[Stored items]
▬▬▬
PR #462, opened 2026-06-05
Document per-query and per-principal memory limits

puzpuzpuz:
## Summary

Documents the new memory-limit feature across configuration, monitoring, and access control.

**OSS — per-workload memory limits**
- `configuration/cairo-engine.md`: new "Memory limits" section covering the reloadable workload limits (`cairo.query.memory.limit.bytes`, `cairo.mat.view.refresh.memory.limit.bytes`, `cairo.wal.apply.memory.limit.bytes`, plus a pointer to `cairo.live.view.refresh.memory.limit.bytes`, which the live-views config page already documents), per-workload breach behavior, and a note that memory-mapped memory does not count toward a limit. Cross-links added from the WAL, materialized-views, and capacity-planning pages.
- `query/functions/meta.md`: `query_activity` gains the `memory_used` and `memory_limit` columns.
- `configuration/materialized-views.md`: documents `cairo.mat.view.refresh.busy.retry.limit` and `cairo.mat.view.refresh.busy.retry.timeout`, which govern what happens after a refresh breaches its memory limit and were previously undocumented. The breach description in `cairo-engine.md` links to them.

**Enterprise — per-principal memory limits**
- `query/sql/acl/alter-user.md`, `alter-service-account.md`, and a new `alter-group.md` (+ sidebar): `SET MEMORY LIMIT { <size> | UNLIMITED }`.
- `security/rbac.md`: new "Memory limits" section — how limits resolve, what a per-principal limit does and does not cover, how to inspect limits, the `SET MEMORY LIMIT` permission, and `ALTER GROUP` in the command list.
- `query/sql/show.md`: the `memory_limit` column on `SHOW USERS`, `SHOW GROUPS` and `SHOW GROUPS <user>`, and `SHOW SERVICE ACCOUNTS` and `SHOW SERVICE ACCOUNTS <user | group>`.

**Limit resolution — override, not min.** Limits resolve by strict precedence: a principal's own limit → (users only) the most-restrictive limit among its groups → the global `cairo.query.memory.limit.bytes` workload limit. A `0`/`UNLIMITED` value at a level means "not set" and falls through to the next. A more specific limit, when set, fully **overrides** the broader one and **binds even when larger**, so a per-user or per-group override can raise a principal's ceiling above the workload limit, not only lower it. Service accounts never inherit group limits. (Earlier drafts of these docs described a most-restrictive "min" behavior; revised per questdb/questdb-enterprise@fb4e050 "Make per-entity memory limits override, not min".)

## Corrections made after checking against the implementation

Two statements in earlier revisions of this PR were wrong, and both were verified against the Enterprise code rather than re-reasoned:

- **`UPDATE` was described as never picking up a per-principal limit.** False for a non-WAL table. `UpdateOperation.apply()` passes the caller's own `SqlExecutionContext` to `UpdateOperatorImpl.executeUpdate`, which calls `queryRegistry.register(...)`, which acquires a QUERY-workload tracker from that context's security context — so a non-WAL `UPDATE` **is** capped by `SET MEMORY LIMIT`. An operator sizing one from the old text would have met an unexpected OOM abort. Only the WAL path (the default table type) runs under the WAL apply job's tracker. Replaced with a "What a per-principal limit covers" section that splits the two.
- **`SHOW GROUPS <user>` and `SHOW SERVICE ACCOUNTS <user | group>` were shown without a `memory_limit` column**, with prose saying so explicitly. They carry it — `AbstractShowLinkedEntitiesCursorFactory` adds it to both metadata shapes, pinned by `ShowAclTest`. Since these are among the results that break a positional client, the omission hid half the breaking change.

Example tables that disagreed with each other on the same entity's limit were also made consistent.

## Behaviour the docs previously did not mention at all

- **`COPY ... TO` exports are capped by the issuing principal's limit.** The export runs under that principal's own context on the query workload, so a limit must be sized for the largest single thing the principal runs, exports included — not only for its interactive queries.
- **`SET MEMORY LIMIT` is self-escalating.** It takes no entity name, so its holder can set *any* principal's limit including its own; combined with override-not-min, a non-admin holding it can raise its own ceiling above `cairo.query.memory.limit.bytes`. Documented as a warning, together with the `GRANT ALL` expansion — a principal granted `ALL` before the upgrade does not acquire the new permission.
- **The breaking change.** Five results gain a column on upgrade (`SHOW USERS`, `SHOW GROUPS` and `SHOW GROUPS <user>`, `SHOW SERVICE ACCOUNTS` and `SHOW SERVICE ACCOUNTS <user | group>`), plus `SELECT *` on `sys.acl_entities`. Positional clients must be updated; name-based clients are unaffected.
- **`sys.acl_entities`** stores the value, and is readable only by the built-in admin — a principal holding `DATABASE ADMIN` is still denied.
- **`memory_limit` means different things per statement**: the *effective* limit in `SHOW USERS`, the entity's *own* limit in `SHOW GROUPS` / `SHOW SERVICE ACCOUNTS`, since neither inherits one.
- **An external (SSO/OIDC) user's inherited group limit refreshes at next login**, not on its current session — the same refresh-on-login model that already governs group-granted permissions for external users.

## Re-validation against the merged code

Both source PRs merged after the last revision of this doc PR (OSS on 2026-06-20, Enterprise on 2026-09-08), and OSS `master` moved on afterwards. Every claim was re-checked against merged Enterprise `main` and OSS `master` (`questdb` submodule pin `fef82615`), and these were stale:

- **There are four workload limits, not three.** Live views (questdb/questdb#7461) added `LIVE_VIEW_REFRESH` as a workload with its own reloadable `cairo.live.view.refresh.memory.limit.bytes`. The live-views config page on `main` already documents the key, so the memory-limits section now points to it rather than duplicating it, and the intro, capacity-planning blurb, and the RBAC "not covered by a principal limit" list name live view refresh.
- **A mat view refresh breach no longer invalidates the view on first breach.** questdb/questdb#7275 reclassified a refresh OOM as a transient, retried failure: the refresh is deferred by `cairo.mat.view.refresh.busy.retry.timeout` and the view is invalidated only after `cairo.mat.view.refresh.busy.retry.limit` consecutive failures (`MatViewRefreshJob.isRetriableRefreshError`, pinned by `WorkloadMemoryTrackerTest`). A live view refresh breach, by contrast, invalidates immediately (`LiveViewRefreshJob`). The breach paragraph is now a per-workload list.
- **`ALTER USER ... SET MEMORY LIMIT` on an external (SSO/OIDC) user is rejected** (`AccessListModel.setMemoryLimit`: `Cannot set memory limit for external user`). The docs previously only said such users inherit from groups; they now say the direct form is refused, on both `rbac.md` and `alter-user.md`.
- **Coverage note trimmed.** The earlier "coverage is best-effort" paragraph, with its list of tracked allocation sites, is replaced by the one fact an operator needs: memory-mapped memory, such as the column files a query reads, does not count toward a limit.
- **WAL apply limit rarely fires.** WAL apply runs only simple `UPDATE`s, metadata ALTERs, and commits, so the entry now says the limit mainly isolates WAL apply from the query budget.
- **Upgrade note.** The `memory_limit` column is added by an automatic migration (`SysMig6`) on the first primary boot or on promote; an ACL statement refused with a message naming the `memory_limit` column migration means the node is not yet migrated. The window normally closes once WAL apply catches up, so retry first; a persistent refusal calls for a restart, which re-runs the migration.
- `query_activity`'s two memory columns are `null` for nested registrations, which share the outer query's budget.

Confirmed unchanged and still accurate: the `SET MEMORY LIMIT` grammar and permission name, override-not-min precedence and `0`/`UNLIMITED` semantics (`EntMemoryTrackerProvider.effectiveLimit`), the `memory_limit` column on all five `SHOW` results including the filtered forms and the `enabled`/`external_alias`/`grant_option` neighbours (`AbstractShowEntitiesCursorFactory`, `AbstractShowLinkedEntitiesCursorFactory`, `ShowAclTest`), the `COPY ... TO` and non-WAL `UPDATE` coverage, the breach message format (`Unsafe.checkPerQueryAllocLimit`), reloadability of every limit (`DynamicPropServerConfiguration`), and the built-in admin being unlimitable.

## Dependencies

Documents:
- questdb/questdb#7184 — per-query / per-workload memory limits (OSS), merged
- questdb/questdb-enterprise#1039 — per-principal memory limits (Enterprise), merged

Web-console syntax highlighting for the new clause: questdb/sql-parser#27

## Verification

`yarn build`, which this repo configures to **throw** on broken links, broken markdown links, and broken anchors.

## Review follow-up

A level-2 `/review-pr` pass (six agents, findings verified against OSS `fef82615` and Enterprise `main`) found no wrong technical claims. Its major findings are fixed in 4be3ffac: stale `SHOW SERVICE ACCOUNTS` tables on the grant and revoke assume-service-account pages, the `OUT OF MEMORY` error tag literal and the `wal_tables()` `errorTag`/`errorMessage` columns, the `queryId` mapping for materialized view refreshes, `CREATE GROUP ... WITH EXTERNAL ALIAS`, the two migration-window refusal messages, the RBAC page description, and the `query_activity` column order with the missing `is_wal` column.


documentation/concepts/live-views.md
```diff
@@ -236,6 +236,9 @@ base columns its query references:
 - Dropping, renaming, or changing the type of a referenced column invalidates the
   view.
 - Renaming or dropping the base table invalidates the view.
+- Exceeding
+  [`cairo.live.view.refresh.memory.limit.bytes`](/docs/configuration/live-views/#cairoliveviewrefreshmemorylimitbytes)
```
javier, line 240: Is it possible to add some way of figuring out the amount of memory that will be used?

Asking as getting a suspended view due to memory allocation can be a poor experience for the users. On a mat view you get invalidation only after a user action (or if server ran out of disk), but in this case it can be tricky for users. I know default is no limit, but maybe we could have some indication of how to calculate an appropriate size

javier: Actually, just noticed mat views also can get invalidated due to memory XD

documentation/concepts/materialized-views.md
```diff
@@ -454,6 +454,11 @@ modified in incompatible ways:
 - Renaming the base table
 - `TRUNCATE` or `UPDATE` operations
 
+A view is also invalidated when its refresh keeps failing with an out-of-memory
+error, including a breach of the
+[refresh memory limit](/docs/configuration/cairo-engine/#memory-limits), after
```
javier, line 459: Same as with live views. Do we have any way of giving an indication of the memory it would be needed?

documentation/concepts/live-views.md
javier: And just learnt query_activity gives you memory_used, so maybe we can have an example of how to calculate the memory used by a live view by running the query that the view would run with some limit of rows?

documentation/concepts/write-ahead-log.md
```diff
@@ -122,6 +122,8 @@ WAL behavior can be tuned via server configuration:
 
 - `cairo.wal.enabled.default` — WAL enabled by default (default: `true`)
 - Parallel threads for WAL application — see [WAL configuration](/docs/configuration/wal/)
+- `cairo.wal.apply.memory.limit.bytes` — cap on the native memory a WAL apply
+  batch may allocate; see [memory limits](/docs/configuration/cairo-engine/#memory-limits)
```
javier: for some reason I cannot see this on the preview. Not sure if some issue with markdown?

documentation/configuration/cairo-engine.md
```diff
@@ -87,6 +92,41 @@ A global timeout in seconds for long-running queries. When `query.timeout` is
 also set, it takes precedence and this key is ignored. Per-query overrides work
 the same as for `query.timeout`.
 
+### ram.usage.limit.bytes
```
javier: should these two properties now be part of the memory limits section?

They are already cross referenced from that section, so maybe they are fine here. Just to double check

documentation/query/sql/acl/alter-group.md
```diff
@@ -0,0 +1,85 @@
...
+  LDAP group alias. Applies to RBAC in QuestDB Enterprise."
+---
+
+import { EnterpriseNote } from "@site/src/components/EnterpriseNote"
+
+<EnterpriseNote>
+  RBAC provides fine-grained database permissions management.
+</EnterpriseNote>
+
+`ALTER GROUP` caps the query memory of a group's members with
```
javier: Do we need this intro about the two features here? For comparison, alter user (which has more options) has a minimal intro and then it details what each syntax block can do in the description

documentation/query/sql/acl/create-group.md
```diff
@@ -25,10 +25,24 @@ see the [RBAC operations](/docs/security/rbac) page.
 CREATE GROUP [IF NOT EXISTS] groupName;
 ```
 
+```questdb-sql title="Create a group mapped to an external group"
+CREATE GROUP groupName WITH EXTERNAL ALIAS externalAlias;
+```
+
 ## Description
 
 `CREATE GROUP` adds a new user group with no permissions.
```
javier, line 34: I think we should link here to the alter group memory limits section, since it cannot be set on creation directly

documentation/query/sql/acl/alter-user.md
```diff
@@ -2,8 +2,8 @@
 title: ALTER USER reference
 sidebar_label: ALTER USER
 description:
-  "ALTER USER SQL keywords reference documentation. Applies to RBAC in QuestDB
-  Enterprise."
+  "ALTER USER enables or disables a user, manages passwords and tokens, and sets
```
javier, line 5: The create user page should link in the description to this page, mentioning if you want to change memory limits, do it at the user level or group level via ALTER

documentation/query/sql/acl/alter-group.md
javier: Both the create group and create user pages should link in their descriptions to this page, mentioning if you want to change memory limits, do it at the user level or group level via ALTER

documentation/query/sql/acl/alter-service-account.md
```diff
@@ -2,8 +2,9 @@
 title: ALTER SERVICE ACCOUNT reference
 sidebar_label: ALTER SERVICE ACCOUNT
 description:
-  "ALTER SERVICE ACCOUNT SQL keywords reference documentation.  Applies to RBAC
-  in QuestDB Enterprise."
+  "ALTER SERVICE ACCOUNT enables or disables a service account, manages
```
javier, line 5: The create service account page should link in the description to this page, mentioning if you want to change memory limits, do it via ALTER

documentation/query/sql/alter-table-resume-wal.md
```diff
@@ -33,18 +33,24 @@ the Sequencer. Once the error is resolved, `ALTER TABLE RESUME WAL` restarts the
 suspended WAL transactions from the failed transaction. Alternatively, an
 optional `sequencerTxn` value can be provided to skip the failed transaction.
 
+`wal_tables()` also reports the `errorTag` and `errorMessage` of a suspended
+table; `OUT OF MEMORY` means a WAL apply batch breached its
```
javier: shouldn't this note be also on the alter mat view resume wal page above?

documentation/query/sql/update.md
```diff
@@ -25,6 +25,10 @@ SET columnName = expression [, columnName = expression ...]
   [attached by a symbolic link](/docs/query/sql/alter-table-attach-partition/#symbolic-links),
   the partition is read-only. `UPDATE` operation on a read-only partition will
   fail and generate an error.
+- On a WAL table, `UPDATE` is applied by the WAL apply job and counts against
```
javier, line 28: Is this true for all shapes of the update command, including when the update includes a select statement?

documentation/security/rbac.md
```diff
@@ -141,6 +140,17 @@ GRANT ILP TO ingest_app;                    -- InfluxDB Line Protocol access
 GRANT INSERT ON sensor_data TO ingest_app;  -- Can only insert into sensor_data
 ```
 
+### Cap a noisy tenant's query memory
+
+Bound the native memory each query from a group may allocate, so one tenant's
```
javier: This is for groups, but the title says "cap a noisy tenant's query memory", so I would expect to cap a single user. I would change the example to a user, and leave the link we already have to the memory limits section for other scenarios

documentation/security/rbac.md
```diff
@@ -578,6 +591,209 @@ information without these permissions.
...
+  `SHOW GROUPS`, and `SHOW SERVICE ACCOUNTS` require `LIST USERS`; the filtered
+  forms require `USER DETAILS` unless the caller names itself or one of its own
+  groups. A user without `LIST USERS` can still read its own effective cap from the
+  `memory_limit` column of `query_activity`, which always lists the caller's
+  own queries.
+- The stored value is persisted on the `sys.acl_entities` system table. That
+  table is protected: only the built-in admin can read it, and an ACL principal
+  holding `DATABASE ADMIN` is still denied.
+
+### Upgrading {#memory-limit-upgrade}
```
javier, line 754: We should probably mention in which version we are introducing these limits, so users don't need to figure it out

documentation/concepts/live-views.md
puzpuzpuz: There is no up-front estimate: what a refresh allocates depends on the data it reads, the plan the engine picks, and the parallelism, so the only way is to measure it.

I added a **Sizing a limit** subsection to the memory limits section of the Cairo engine page ([here](https://github.com/questdb/documentation/blob/c34ca900/documentation/configuration/cairo-engine.md#sizing-a-limit)) with the two-session `query_activity` recipe you suggested: run the query with the limit at `0` and sample `memory_used` from a second session. It is a live gauge with no peak value, so you poll and take the largest sample as the floor.

It then covers the two background workloads, which don't show up in `query_activity` but run SQL you can reproduce:
- a mat view refresh runs the view's `SELECT` restricted to the refreshed time range, so you run that `SELECT` with a `WHERE` on the designated timestamp spanning one refresh worth of data (whole table if you need full refreshes to fit);
- a live view refresh runs the window functions over each batch of new rows, so the same proxy measures the transient part; the retained state (`in_mem_bytes` from `live_views()` plus window state) is added on top, and the allocation-floor note on the config key still applies.

It also says that after a breach the `used` and `size` values in the message are the record of the footprint. The invalidation bullets on both concept pages now link to the subsection. c34ca900

documentation/concepts/materialized-views.md
puzpuzpuz: Same answer as for live views: it has to be measured. The new **Sizing a limit** subsection ([here](https://github.com/questdb/documentation/blob/c34ca900/documentation/configuration/cairo-engine.md#sizing-a-limit)) describes running the view's `SELECT` over one refresh worth of data and sampling `memory_used` in `query_activity`, and this invalidation paragraph now links to it. c34ca900

documentation/configuration/cairo-engine.md
puzpuzpuz: Moved both keys into the Memory limits section, after the three workload limits, so everything memory-related is in one place; the section intro was already introducing them. Anchors come from the heading text, so existing links to `#ramusagelimitbytes` and `#ramusagelimitpercent` are unchanged. c34ca900

documentation/query/sql/acl/alter-group.md
puzpuzpuz: Trimmed it to `ALTER GROUP modifies group settings.`, matching ALTER USER. The details were already in Description. c34ca900

documentation/query/sql/acl/create-group.md
puzpuzpuz: Added a paragraph to the Description: a new group has no limit (`SHOW GROUPS` reports `null`), with a link to `ALTER GROUP ... SET MEMORY LIMIT`. c34ca900

documentation/query/sql/acl/alter-user.md
puzpuzpuz: Added to the CREATE USER Description: it cannot set a limit, with links to `ALTER USER ... SET MEMORY LIMIT` for the user level and `ALTER GROUP ... SET MEMORY LIMIT` for the group level, plus the RBAC memory limits section for how the two interact. c34ca900

documentation/query/sql/acl/alter-group.md
puzpuzpuz: Done for both: CREATE GROUP links to `ALTER GROUP ... SET MEMORY LIMIT`, and CREATE USER links to both `ALTER USER` and `ALTER GROUP`. c34ca900

documentation/query/sql/acl/alter-service-account.md
puzpuzpuz: Added to the CREATE SERVICE ACCOUNT Description, linking to `ALTER SERVICE ACCOUNT ... SET MEMORY LIMIT`, with a note that service accounts do not inherit group limits. c34ca900

documentation/query/sql/alter-table-resume-wal.md
puzpuzpuz: Yes. Added it under "Check WAL status" on the ALTER MATERIALIZED VIEW RESUME WAL page.

While there I made the wording on both pages precise: `OUT OF MEMORY` is set for any out-of-memory failure of a WAL apply batch, whether against `cairo.wal.apply.memory.limit.bytes` or the process-wide `ram.usage.limit.*` (`ApplyWal2TableJob` derives the tag from `CairoException.isOutOfMemory()`). The mat view page additionally separates this from a refresh breaching `cairo.mat.view.refresh.memory.limit.bytes`, which invalidates the view instead of suspending it, so `RESUME WAL` does not help there. c34ca900

documentation/query/sql/update.md
puzpuzpuz: Yes. For a WAL table the compiler never runs the `UPDATE` on the caller's thread: every accepted form, including one with a subquery in `SET` or `WHERE`, is written to the WAL as SQL and executed by `ApplyWal2TableJob` under the WAL apply tracker (`SqlCompilerImpl.compileUpdate` only builds an `UpdateOperation` for non-WAL tables or when called from WAL application).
▬▬▬
The range runs from the line above containing "puzpuzpuz: Added a" to the line containing "puzpuzpuz: Yes. Added", inclusive. Restate those lines word for word and no others.

■ **Solution below**:
puzpuzpuz: Added a paragraph to the Description: a new group has no limit (`SHOW GROUPS` reports `null`), with a link to `ALTER GROUP ... SET MEMORY LIMIT`. c34ca900

documentation/query/sql/acl/alter-user.md
puzpuzpuz: Added to the CREATE USER Description: it cannot set a limit, with links to `ALTER USER ... SET MEMORY LIMIT` for the user level and `ALTER GROUP ... SET MEMORY LIMIT` for the group level, plus the RBAC memory limits section for how the two interact. c34ca900

documentation/query/sql/acl/alter-group.md
puzpuzpuz: Done for both: CREATE GROUP links to `ALTER GROUP ... SET MEMORY LIMIT`, and CREATE USER links to both `ALTER USER` and `ALTER GROUP`. c34ca900

documentation/query/sql/acl/alter-service-account.md
puzpuzpuz: Added to the CREATE SERVICE ACCOUNT Description, linking to `ALTER SERVICE ACCOUNT ... SET MEMORY LIMIT`, with a note that service accounts do not inherit group limits. c34ca900

documentation/query/sql/alter-table-resume-wal.md
puzpuzpuz: Yes. Added it under "Check WAL status" on the ALTER MATERIALIZED VIEW RESUME WAL page.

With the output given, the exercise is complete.